FIG. 7 is a schematic view of an image forming apparatus according to an example. In the image forming apparatus of this example, a photo-finishing part 2a functions as both the fixer 60 and the photo-finishing part 2 shown in FIGS. 1 and 6. From among components shown in FIG. 7, the same components as those shown in FIGS. 1 and 6 are denoted by the same reference numerals, and descriptions thereof will not be repeated.

Referring to FIG. 7, the image forming part 1a and the photo-finishing part 2a are shown. The image forming part 1a of this example forms a toner image on the print medium P by using an electrophotographic method. The photo-finishing part 2a forms the coating nip CN, through which the base member 90 supporting the coating film CF by one surface and the print medium P having formed thereon a toner image pass while being overlapped with each other, and fix the toner image and the coating film CF onto the print medium P.

When a print command is received from a host or the like (not shown), a control unit (not shown) charges the surface of the photosensitive drum 21 to a uniform electric potential by using the charging roller 22. The exposing unit 10 scans, for example, four light beams modulated in correspondence with image information of respective colors to the photosensitive drums 21 of the developing devices 20C, 20M, 20Y, and 20K and forms electrostatic latent images on the photosensitive drums 21, respectively. The developing rollers 23 of the developing devices 20C, 20M, 20Y, and 20K supply toners of C, M, Y, and K colors to the corresponding photosensitive drums 21, respectively, thereby developing the electrostatic latent images to visible toner images. The toner images are transferred onto the intermediate transfer belt 30 while overlapped with each other. The print medium P loaded on a feed tray 80 is transported along a print path 81 to a transfer nip at which the transfer roller 50 and the intermediate transfer belt 30 face each other. The toner images intermediately transferred onto the intermediate transfer belt 30 are transferred onto the print medium P by a transfer bias voltage applied to the transfer roller 50.

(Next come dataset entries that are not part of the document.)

PR #181, opened 2019-08-20
Fix rpath for Unix/Linux/macOS

pasnox:


cmake/InstallLocation.cmake
```diff
@@ -26,3 +26,9 @@ endif()
 if(NOT INSTALL_DOC_DIR)
   set(INSTALL_DOC_DIR ${CMAKE_INSTALL_DOCDIR})
 endif()
+
+set(CMAKE_BUILD_WITH_INSTALL_RPATH OFF)
```
dfaure-kdab: Isn't that the default value for this setting anyway?

(I'm phrasing this as a question to be polite, but in fact I'm sure: I double-checked both the documentation and the cmake code, and indeed OFF *is* the default value)

So I would say this line can be removed, it's confusing because it's a no-op.

The rest looks fine to me.

CMakeLists.txt
```diff
@@ -131,9 +131,6 @@ if(CMAKE_SOURCE_DIR STREQUAL PROJECT_SOURCE_DIR)
   set(CMAKE_LIBRARY_OUTPUT_DIRECTORY "${CMAKE_CURRENT_BINARY_DIR}/lib")
   set(CMAKE_ARCHIVE_OUTPUT_DIRECTORY "${CMAKE_CURRENT_BINARY_DIR}/lib")
 
-  set(CMAKE_INSTALL_RPATH ${INSTALL_LIBRARY_DIR})
```
dfaure-kdab: Oops, this line should have been set(CMAKE_INSTALL_RPATH ${CMAKE_INSTALL_FULL_LIBDIR})

Right now it adds "lib64" to the RPATH instead of the full path, and as a result I get

    $ ldd /d/kdab/inst/KDSoap-Qt5-cmake/lib64/libkdsoap-server.so.1.8.50
            libkdsoap.so.1.8.50 => not found

But your patch still has that problem, missing RPATH for kdsoap-server.so to find kdsoap.so in the same install dir.
If I change this line to set(CMAKE_INSTALL_RPATH ${CMAKE_INSTALL_FULL_LIBDIR}) then it works.
Make install says

    Set runtime path of "/d/kdab/inst/KDSoap-Qt5-cmake/lib64/libkdsoap-server.so.1.8.50" to "/d/kdab/inst/KDSoap-Qt5-cmake/lib64:/d/qt/5/inst/lib"

and ldd says

    libkdsoap.so.1.8.50 => /d/kdab/inst/KDSoap-Qt5-cmake/lib64/libkdsoap.so.1.8.50 (0x00007f2bbdf20000)

Which problem does this setting create for you?

cmake/InstallLocation.cmake
pasnox: That's indeed already the default, I suppose it was just artifacts from my old code i copied from.

CMakeLists.txt
pasnox: My apologies, i did not properly tested the linux variant :/
My new changes properly set $ORIGIN for non apple platforms.
The original issues was non out of the box works on mac os when linked from its build folder (but it may also be a kdabviewer external add project issue) and non proper rpath for installed libraries on mac os.
Should now be fine on all platforms and works correctly in regards to (relative) RPATH.

PR #185, opened 2019-08-23
initialize with nullptr, since C++11 is already required

### LINKED ISSUE #182: kdwsdl2cpp generates 0 instand of nullptr
The code generated by it will have lines like this:

> QObject* _parent = 0

But to support the modern features of the compilers, it will be better to use nullptr instant of 0.
This change will increase the code security, because nullptr is an part of C++11

anoymouserver:
fixes #182

### DIFF
--- a/kdwsdl2cpp/common/fileprovider.cpp
+++ b/kdwsdl2cpp/common/fileprovider.cpp
@@ -41,7 +41,7 @@ static QHash<QUrl, QByteArray> fileProviderCache;
 
 
 FileProvider::FileProvider()
-  : QObject( 0 )
+  : QObject( nullptr )
 {
 }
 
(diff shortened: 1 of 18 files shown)


kdwsdl2cpp/common/fileprovider.cpp
```diff
@@ -41,7 +41,7 @@ static QHash<QUrl, QByteArray> fileProviderCache;
 
 
 FileProvider::FileProvider()
-  : QObject( 0 )
+  : QObject( nullptr )
```
ivan-cukic: This constructor can be `= default` or removed altogether.

anoymouserver: I know, but I didn't wanted to change the basic layout, otherwise there are also some destructors which could be replaced.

The print medium P including the toner images is transported to the photo-finishing part 2. The print medium P is overlapped with the base member 90, which is supplied from the supply member 240 and is maintained flat by the supply guiding member 261 and the retrieval guiding member 262, and enters the coating nip CN. The image surface of the print medium P faces the coating film CF. At the coating nip CN, the toner images are melted and fixed to the print medium P by heat and pressure, and, at the same time, the coating film CF is separated from the base member 90 and is transferred and adhered to the image surface of the print medium P. The base member 90 from which the coating film CF is separated is wound around the retrieving member 250, The print medium P having the coating film CF adhered to the image surface thereof is discharged out of the photo-finishing part 2 by the discharge roller 271. Therefore, fixing the toner images onto the print medium and the photo-finishing process is completed simultaneously.

According to this configuration, compared to the example of the image forming apparatus shown in FIGS. 1 and 6, the fixer 60 may be omitted, and thus an image forming apparatus capable of performing a photo-finishing process at a low cost may be implemented.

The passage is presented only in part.